Property management involves all of the tasks and responsibilities associated with operating and overseeing a piece of real estate. Residential, commercial and industrial real estate locations need property managers to make sure that the property owners can maintain the value of their investments and generate earnings through finding and keeping renters. Real estate owners can manage properties themselves or hire a property manager or property management company to coordinate the management activities on their behalf. Property management companies may handle the day-to-day operations of several buildings. 

Read more: An Entrepreneur’s Guide to Leases for Commercial Property

 

Responsibilities of property managers

Property managers are responsible for the daily activities related to maintaining a rental property. Some of a property manager’s day-to-day tasks include:

 

Managing tenants

Finding tenants to rent each space is one of the most important jobs of a property management company. They need to seek out quality applicants and screen them for any potential issues by running credit reports, researching rental history, verifying employment and following up with references. Property owners could lose profits any time they have vacancies, so property managers often focus on advertising vacant units to attract qualified tenants.

 

Once a renter moves into the space, the property manager enforces terms of the lease, such as pet or smoking policies. If two tenants have a dispute, the property manager can help mediate and settle any complaints. They communicate with tenants who violate rental terms, taking disciplinary action if necessary. Property managers also handle evictions, taking the appropriate legal steps to protect the property owner.

 

Setting rent

Property managers and property management companies can help the real estate owner decide on an appropriate price to charge renters. They should be aware of average rent prices in their area and have an understanding of how a space’s features, square footage and location contribute to setting a price. 

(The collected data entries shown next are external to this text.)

PR #6841, opened 2022-12-29
Fix version mismatch

smb123w64gb:
Small mix up.


radarhere:
Thanks. I missed this in #6711.

PR #66, opened 2017-01-05
[JENKINS-40829] Implement extension point for JENKINS-40829 support]

stephenc:
See [JENKINS-40829](https://issues.jenkins-ci.org/browse/JENKINS-40829)

Downstream of https://github.com/jenkinsci/scm-api-plugin/pull/23

@reviewbybees


src/main/java/jenkins/branch/BranchProjectFactory.java
```diff
@@ -281,4 +282,27 @@ public SCMHead getHead(Item item) {
 
     }
 
+    @Restricted(DoNotUse.class)
```
rsandell: why?

rsandell: As in do not use directly I guess?

rsandell:
:bee:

Property managers also collect rent from tenants using online deposits or in-person drop-offs. Efficient rent collection involves creating and enforcing a consistent policy about when, where and how rent should be paid. The policy should include a clear description of any late fees that the property manager may apply in the event of a missed payment. Property managers are also responsible for communicating any rental charges to tenants.

 

Ensuring property maintenance

Scheduling repairs, inspections and routine maintenance is also an important aspect of property management. Property managers communicate with the rental property owners to approve costs and arrange for plumbing repairs, electrical work and lawn care. When a tenant moves out, the property manager may replace carpets, repaint walls and make other upgrades to prepare the space for a new renter. They also manage the upkeep of public spaces like lounge areas, gyms and pools.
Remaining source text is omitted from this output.